Media Kampung – 03 April 2026 | Mahfud Mahdi Menuruti menuding keras Kejaksaan atas penanganan kasus videografer Amsal Christy Sitepu, menyebutnya ceroboh dan menimbulkan “tragedi hukum“. Kritiknya menyoroti prosedur penetapan tersangka dan penahanan yang dianggap tidak sesuai standar.

DPR Komisi III menggelar rapat dengar pendapat umum pada 2 April 2026 untuk membedah kasus dugaan mark‑up anggaran proyek video profil desa. Sidang tersebut menampilkan pertanyaan intensif dari anggota komisi terhadap Kejari Karo.

Ketua Komisi III Habiburokhman menanyakan dasar hukum yang dipakai Kejaksaan Negeri Karo dalam menetapkan Amsal sebagai tersangka. Ia menuntut penjelasan tentang argumen hukum yang mendasari tuduhan penggelembungan harga.

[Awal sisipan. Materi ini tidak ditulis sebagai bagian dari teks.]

Issue #131, opened 2022-09-21
cli: implement `upload` functionality 


audrium:
```
Usage: reana-client upload [OPTIONS] SOURCES

  Upload files and directories to workspace.

  The ``upload`` command allows to upload workflow input files and
  directories. The SOURCES argument can be repeated and specifies which files
  and directories are to be uploaded, see examples below. The default
  behaviour is to upload all input files and directories specified in the
  reana.yaml file.

  Examples:

       $ reana-client upload -w myanalysis.42

       $ reana-client upload -w myanalysis.42 code/mycode.py

Options:
  -w, --workflow TEXT      Name or UUID of the workflow. Overrides value of
                           REANA_WORKON environment variable.
  -t, --access-token TEXT  Access token of the current user.
  --help                   Show this message and exit.
```
Note that initially we can use standard Go libraries for the file upload, and implement advanced upload features using `rclone` later in different issues.

PR #133, opened 2022-09-23
cli: implement upload command

audrium:
closes https://github.com/reanahub/reana-client-go/issues/131

To test:
```
$ go build
$ cd ../reana-demo-helloworld 
$ reana-client create -w upload-test
$ ../reana-client-go/reana-client-go upload -w upload-test reana.yaml -l DEBUG # check https://localhost:30443 for the reana.yaml file to be present in the workspace
$ ../reana-client-go/reana-client-go upload -w upload-test -l DEBUG # check https://localhost:30443 for all the workspace input files to be present in the workspace
# modify reana.yaml to specify some input directories and test that all files are uploaded
```

Please note that https://github.com/reanahub/reana-client-go/issues/134 will be tackled in a separate PR

### DIFF
--- a/cmd/upload.go
+++ b/cmd/upload.go
@@ -1,0 +1,168 @@
+/*
+This file is part of REANA.
+Copyright (C) 2022 CERN.
+
+REANA is free software; you can redistribute it and/or modify it
+under the terms of the MIT License; see LICENSE file for more details.
+*/
+
+package cmd
+
+import (
+	"fmt"
+	"os"
+	"path/filepath"
+	"reanahub/reana-client-go/pkg/displayer"
+	"reanahub/reana-client-go/pkg/workflows"
+	"strings"
+
+	log "github.com/sirupsen/logrus"
+	"github.com/spf13/cobra"
+	"golang.org/x/exp/slices"
+)
+
+const uploadDesc = `
+Upload files and directories to workspace.
+
+The ` + "``upload``" + ` command allows to upload workflow input files and
+directories. The SOURCES argument can be repeated and specifies which files
+and directories are to be uploaded, see examples below. The default
+behaviour is to upload all input files and directories specified in the
+reana.yaml file.
+
+Examples:
+
+  $ reana-client upload -w myanalysis.42
+
+  $ reana-client upload -w myanalysis.42 code/mycode.py
+`
+
+type uploadOptions struct {
+	token    string
+	workflow string
+}
+
+// newUploadCmd creates a command to upload files and directories to workspace.
+func newUploadCmd() *cobra.Command {
+	o := &uploadOptions{}
+
+	cmd := &cobra.Command{
+		Use:   "upload",
+		Short: "Upload files and directories to workspace.",
+		Long:  uploadDesc,
+		Args:  cobra.ArbitraryArgs,
+		RunE: func(cmd *cobra.Command, args []string) error {
+			return o.run(cmd, args)
+		},
+	}
+
+	f := cmd.Flags()
+	f.StringVarP(&o.token, "access-token", "t", "", "Access token of the current user.")
+	f.StringVarP(
+		&o.workflow,
+		"workflow",
+		"w", "",
+		"Name or UUID of the workflow. Overrides value of REANA_WORKON environment variable.",
+	)
+
+	return cmd
+}
+
+// TODO: filter files based on .gitignore and .reanaignore
+
+func (o *uploadOptions) run(cmd *cobra.Command, args []string) error {
+	var inputPaths []string
+
+	if len(args) > 0 {
+		// upload files and directories specified in arguments.
+		inputPaths = args
+	} else {
+		// upload all input files and directories specified in the reana.yaml file.
+		spec, err := workflows.GetWorkflowSpecification(o.token, o.workflow)
+		if err != nil {
+			return err
+		}
+		inputFiles := spec.Specification.Inputs.Files
+		inputDirs := spec.Specification.Inputs.Directories
+		if err := o.validateInputs(inputFiles, inputDirs); err != nil {
+			return err
+		}
+		inputPaths = append(inputFiles, inputDirs...)
+	}
+
+	files, err := o.collectFiles(cmd, inputPaths)
+	if err != nil {
+		return err
+	}
+
+	for _, file := range files {
+		_, err := workflows.UploadFile(o.token, o.workflow, file)
+		if err != nil {
+			return err
+		}
+		displayer.DisplayMessage(
+			fmt.Sprintf("File %s was successfully uploaded.", file),
+			displayer.Success,
+			false,
+			cmd.OutOrStdout(),
+		)
+	}
+	return nil
+}
+
+func (o *uploadOptions) collectFiles(cmd *cobra.Command, inputPaths []string) ([]string, error) {
+	log.Debugf("Traverse all the input paths to collect files which needs to be uploaded")
+	log.Debugf("paths: %s", strings.Join(inputPaths, ", "))
+	var files []string
+	for _, dir := range inputPaths {
+		err := filepath.Walk(dir, func(path string, info os.FileInfo, err error) error {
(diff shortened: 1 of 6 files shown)


mdonadoni:
Can you also reproduce this issue when dealing with symlinks?

Directory structure:
```
test
├── dir
│   └── inside.txt
├── dir_symlink -> dir
├── file_symlink.txt -> outside.txt
└── outside.txt
```

reana-client:
```
==> Detected .gitignore file. Some files might get ignored.
==> SUCCESS: File /test/outside.txt was successfully uploaded.
==> SUCCESS: Symlink resolved to /test/outside.txt. Uploaded hard copy.
==> SUCCESS: File /test/dir/inside.txt was successfully uploaded.
```

reana-client-go:
```
==> SUCCESS: File test/dir/inside.txt was successfully uploaded.
==> ERROR: file 'test/dir_symlink' is a directory
```

audrium:
> Can you also reproduce this issue when dealing with symlinks?

I was able to reproduce it. In fact after spending some time trying to fix the issue I think it would be better to drop the support of symlinks because it could easily lead to troubles. It actually appears that Go's `filepath.Walk` function does not follow symlinks by design because it's difficult to get it correct avoiding infinite loops. 

As an experiment you could create a directory symlink which would point back to parent `test` folder and `reana-client` would break while uploading files! Also, while inspecting the current `reana-client` code I noticed it renames the symlinked files to their original names. It could also lead to troubles if a part of the workflow is designed to call a symlink by it's name (e.g while uploading `file_symlink.txt` it would be named `outside.txt` in the workflow).

As a quick solution to the problem I modified the code to detect the symlinked files and ignore it. We can discuss how we want to proceed with it and probably fix it in another PR as it appears to be a bit more difficult to do it right.

cmd/upload.go
```diff
@@ -0,0 +1,155 @@
...
+	for _, path := range args {
+		pathInfo, err := os.Stat(path)
+		if err != nil {
+			return nil, nil, err
+		}
+		if pathInfo.IsDir() {
+			dirs = append(dirs, path)
+		} else {
+			files = append(files, path)
+		}
```
mdonadoni, line 152: Symlinks cause some troubles also here, as they can be appended to `files`.

Given that `filepath.Walk` works also on files, I am wondering if we can avoid dividing paths into `files` and `directories`. This would make the code less complicated, as we wouldn't need the `filterDirectories` function. On the other hand, if a user specifies a file in `directories` (or a directory in `files`) in the specification we would need to check manually whether that is actually a directory or not to spot the error. What do you think?

mdonadoni: (I also don't know if you would prefer fixing this issues later in a new PR)

cmd/upload.go
```diff
@@ -0,0 +1,155 @@
...
+			if err != nil {
+				return err
+			}
+			// Check if a path is a symlink
+			if info.Mode()&os.ModeSymlink != 0 {
+				return nil
+			}
+			if !info.IsDir() {
+				files = append(files, path)
+			}
```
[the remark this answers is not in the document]
audrium: Nice suggestion, thanks!

cmd/upload.go
audrium: Good idea! I've changed the logic to use `filepath.Walk` on both files and directories and it works fine with less code, thanks! In this case even if user specifies a file in `directories` it works as expected.

>  On the other hand, if a user specifies a file in directories (or a directory in files) in the specification we would need to check manually whether that is actually a directory or not to spot the error. What do you think?

You mean we should report to a user if a file is found in `directories` and viceversa?

mdonadoni: > You mean we should report to a user if a file is found in `directories` and viceversa?

Yes, that is what I was referring to. I think we can discuss this in a separate issue, given that it also affects the python client!

mdonadoni (approved):

tiborsimko:
> As a quick solution to the problem I modified the code to detect the symlinked files and ignore it.

Yes, I don't think many people use the symlinks in sources, so as an MVP we could detect whether a file object is a symlink, and if it is, print a visible warning to the user that it'll be ignored (e.g. as we do for gitignore and friends) and continue with uploading the rest.

cmd/upload.go
tiborsimko: Yes, listing directories under `files` should be reported back to user, and vice versa. Since we have made that distinction, we should keep it.  

(Alternatively, we can respect both, so if a user uses only `files` and puts directories there, we can "silently" accept them. This is something that could pave the way towards using only one directive in the future.) 

BTW, regarding listing files and directories "unnecessarily", I have another observation. If a uses specifies the same file twice, it'll be uploaded twice, for example:

```
$ git diff
diff --git a/reana.yaml b/reana.yaml
index 4c69293..75d70e8 100644
--- a/reana.yaml
+++ b/reana.yaml
@@ -1,6 +1,11 @@
 version: 0.6.0
 inputs:
   files:
+    - code/gendata.C
+    - code/gendata.C
+    - code/gendata.C
+    - code/gendata.C
+    - code/gendata.C
     - code/gendata.C
     - code/fitdata.C
   parameters:
```

leads to:

```
$ reana-client run -w test
...
==> Uploading files...
==> Detected .gitignore file. Some files might get ignored.
==> SUCCESS: File /code/gendata.C was successfully uploaded.
==> SUCCESS: File /code/gendata.C was successfully uploaded.
==> SUCCESS: File /code/gendata.C was successfully uploaded.
==> SUCCESS: File /code/gendata.C was successfully uploaded.
==> SUCCESS: File /code/gendata.C was successfully uploaded.
==> SUCCESS: File /code/gendata.C was successfully uploaded.
==> SUCCESS: File /code/fitdata.C was successfully uploaded.
==> Starting workflow...
```

It would be nice to first make a list of all user-desired files and directories and walk through them, collect all the uploadable objects (avoiding symlinks), and then make a set out of them, so that we don't do any unnecessary upload the same object many times.

tiborsimko: P.S. The above upload behaviour was observed with REANA 0.8 clusters. Using the same client with REANA master branch clusters , one gets:

```
==> Starting workflow...
==> ERROR: Cannot start workflow test.1:
Input path declared multiple times: code/gendata.C
``` 

However, instead of throwing an error, it may be better to accept such a configuration and simply "deduplicate" the desired files and directories to be uploaded inside the client?

tiborsimko: (Especially because `reana-client validate` doesn't complain about the same file being listed multiple times. So, if we accept such a configuration as valid, we should allow processing it... Fully agree that these concerns are something for a new issue.)

audrium:
Updated PR with the following changes:
- detect whether a file path is a symlink and print a warning to the user 
- prohibit uploading the same file twice
- detect whether a directory is specified under files directive and vice versa and report to the user (with an error)

cmd/upload.go
```diff
@@ -0,0 +1,168 @@
...
+}
+
+func (o *uploadOptions) validateInputs(files, dirs []string) error {
+	for _, file := range files {
+		pathInfo, err := os.Stat(file)
+		if err != nil {
+			return err
+		}
+		if pathInfo.IsDir() {
+			return fmt.Errorf("directory is found in files directive: %s", file)
```
mdonadoni, line 155:
```suggestion
			return fmt.Errorf("found directory in `inputs.files`: %s", file)
```
WDYT?

cmd/upload.go
```diff
@@ -0,0 +1,168 @@
...
+		}
+	}
+	for _, dir := range dirs {
+		pathInfo, err := os.Stat(dir)
+		if err != nil {
+			return err
+		}
+		if !pathInfo.IsDir() {
+			return fmt.Errorf("file is found in directories directive: %s", dir)
```
mdonadoni, line 164:
```suggestion
			return fmt.Errorf("found file in `inputs.directories`: %s", dir)
```
WDYT?

mdonadoni (approved):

Kepala Kejari karo danke Rajagukguk menjawab bahwa pihaknya menduga terjadinya mark‑up anggaran pada proyek tersebut. Menurutnya, Amsal meminta kepala desa menyusun RAB untuk penyewaan peralatan selama 30 hari meski realisasi video tidak memerlukan waktu lama.

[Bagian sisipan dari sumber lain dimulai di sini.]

PR #135, opened 2022-10-03
cli: implement download command

audrium:
closes https://github.com/reanahub/reana-client-go/issues/130

### DIFF
--- a/cmd/download.go
+++ b/cmd/download.go
@@ -1,0 +1,190 @@
+/*
+This file is part of REANA.
+Copyright (C) 2022 CERN.
+
+REANA is free software; you can redistribute it and/or modify it
+under the terms of the MIT License; see LICENSE file for more details.
+*/
+
+package cmd
+
+import (
+	"archive/zip"
+	"bytes"
+	"fmt"
+	"io"
+	"path"
+	"reanahub/reana-client-go/pkg/config"
+	"reanahub/reana-client-go/pkg/displayer"
+	"reanahub/reana-client-go/pkg/fileutils"
+	"reanahub/reana-client-go/pkg/workflows"
+	"strings"
+
+	log "github.com/sirupsen/logrus"
+	"github.com/spf13/cobra"
+)
+
+const downloadDesc = `
+Download workspace files.
+
+The ` + "``download``" + ` command allows to download workspace files and directories.
+By default, the files specified in the workflow specification as outputs are
+downloaded. You can also specify the individual files you would like to
+download, see examples below.
+
+Examples:
+
+  $ reana-client download # download all output files
+
+  $ reana-client download mydata.tmp outputs/myplot.png
+
+  $ reana-client download -o - data.txt # write data.txt to stdout
+`
+
+const outputPathFlagDesc = `Path to the directory where files will be downloaded.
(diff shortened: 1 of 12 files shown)


cmd/download.go
```diff
@@ -0,0 +1,185 @@
...
+	return nil
+}
+
+// displayFileContent writes file(s) content to the standard output.
+func (o *downloadOptions) displayFileContent(
+	cmd *cobra.Command,
+	fileName string,
+	fileBuf *bytes.Buffer,
+) error {
+	if strings.Contains(fileName, ".zip") {
```
mdonadoni, line 130: There is a subtle difference between reana-client-go and the python client. In particular, when downloading a zip file with `-o -`, the zip is decompressed with reana-client-go, but not with reana-client.

```console
$ reana-client download -w workflow out/test.zip -o -
[... binary data ...]                                                             
$ ./reana-client-go download -w workflow out/test.zip -o -
[... contents of the zip file ...]
``` 
We are using the `Content-Type` header in reana-client to decide whether we should decompress the file or not (see [here](https://github.com/reanahub/reana-client/blob/e7175559735eb226662c47f67ec72993d16f573d/reana_client/api/client.py#L426-L429)), because that header is set to `application/zip` only when downloading multiple files at the same time, and not when downloading a single zip file.

What do you think about this?

audrium: In one sense you are right, current approach to always open and traverse the zip could lead to some troubles in case a file is big, but in the other hand if user specifies to display it, we should try to achieve that.
Therefore I have a mixed feelings about this, current logic in `reana-client` is to unzip multiple files, but to display zipped binary for a single file. But why we are not displaying a single file content? I think we should keep the current approach, since the zip could contain some readable information

cmd/download_test.go
```diff
@@ -0,0 +1,116 @@
...
+			params.cmd = "download"
+			testCmdRun(t, params)
+		})
+		t.Cleanup(func() {
+			// Remove all the temp files created by the test
+			err := os.RemoveAll(dirName)
+			if err != nil {
+				log.Fatal(err)
+			}
+		})
```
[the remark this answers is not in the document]
audrium: great catch, thanks

cmd/download.go
mdonadoni: The original idea of this flag was to have the same behaviour as `cat` (see https://github.com/reanahub/reana-client/issues/509, even though it doesn't talk about zip files), which just prints out the content of the file, even if it is just binary data. In general, using `-o -` with binary files does not make too much sense, unless the user wants to pipe the output to some other program.

I am (weakly) in favor of keeping the behavior of `reana-client`, that is to just print the binary data of the zip file. One of the reasons is that if we decide to decompress zip files, then we should also consider other file formats (e.g. `.rar`, `.tar.gz`, etc.).

@tiborsimko what is your opinion on this?

tiborsimko: Yes, I agree keeping the behaviour of `reana-client`, i.e. simply printing content regardless of its nature, to keep the analogy with `cat`.

audrium: thank you both for your input, I've modified the code accordingly

mdonadoni (approved):
Works well, Nice job!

Penjelasan lebih lanjut menyebutkan bahwa kegiatan pembuatan video hanya berlangsung beberapa hari, sehingga penyewaan peralatan selama sebulan dianggap tidak proporsional. Ahli menilai sewa seharusnya disesuaikan dengan durasi pelaksanaan kegiatan.

Selain itu, Danke menyoroti dugaan overlapping anggaran, di mana produksi video dianggarkan Rp9 juta, sementara biaya editing, cutting, dan dubbing masing‑masing Rp1 juta dianggap sebagai kerugian karena termasuk dalam produksi. Ia menilai hal tersebut menambah beban anggaran yang tidak jelas.

Mahfud MD menegaskan bahwa penahanan Amsal tidak memenuhi syarat objektif yang diatur dalam KUHAP baru. Ia mengingatkan bahwa penahanan harus didasarkan pada risiko melarikan diri atau menghilangkan barang bukti.

Penahanan Amsal dilakukan pada 19 November 2025 hingga 8 Desember 2025 dengan merujuk pada Pasal 21 KUHAP lama, padahal KUHAP baru mulai berlaku pada 2 Januari 2026. Mahfud menilai penggunaan KUHAP lama sebagai indikasi kelalaian prosedural.

Komentar Mahfud menambah bahwa kegagalan Kejari mengadaptasi regulasi baru menurunkan kepercayaan publik terhadap institusi penegak hukum. Ia menuntut agar kejaksaan segera memperbaiki prosedur penetapan tersangka.

Komisi III juga menyoroti dugaan intimidasi dan propaganda oleh oknum jaksa terhadap Amsal. Anggota komisi menanyakan apakah ada tekanan terhadap saksi atau pihak terkait selama proses penyidikan.

Habiburokhman menuntut kejelasan mengenai pemenuhan syarat penahanan menurut KUHAP baru, khususnya apakah Amsal melanggar pasal‑pasal tentang mangkir atau upaya menghilangkan bukti. Ia menekankan pentingnya kepatuhan pada aturan terbaru.

Mahfud MD menambahkan bahwa Kejari seharusnya tidak menggunakan prosedur lama setelah perubahan hukum, karena hal itu menciptakan ketidakpastian hukum dan membuka celah bagi penyalahgunaan wewenang. Ia menyerukan transparansi penuh dalam setiap langkah penyidikan.

Pemerintah, Ombudsman, dan lembaga pengawas diminta melakukan evaluasi menyeluruh terhadap praktik penetapan tersangka dan penahanan. Tujuannya agar proses hukum berjalan sesuai dengan standar modern dan tidak menimbulkan keraguan.

Kasus Amsal Sitepu tetap menjadi sorotan publik, menuntut akuntabilitas dan keterbukaan dari Kejaksaan serta lembaga terkait. Semua pihak diharapkan dapat menyelesaikan sengketa ini dengan menjunjung tinggi prinsip keadilan.

Artikel ini dipublikasikan oleh Media Kampung.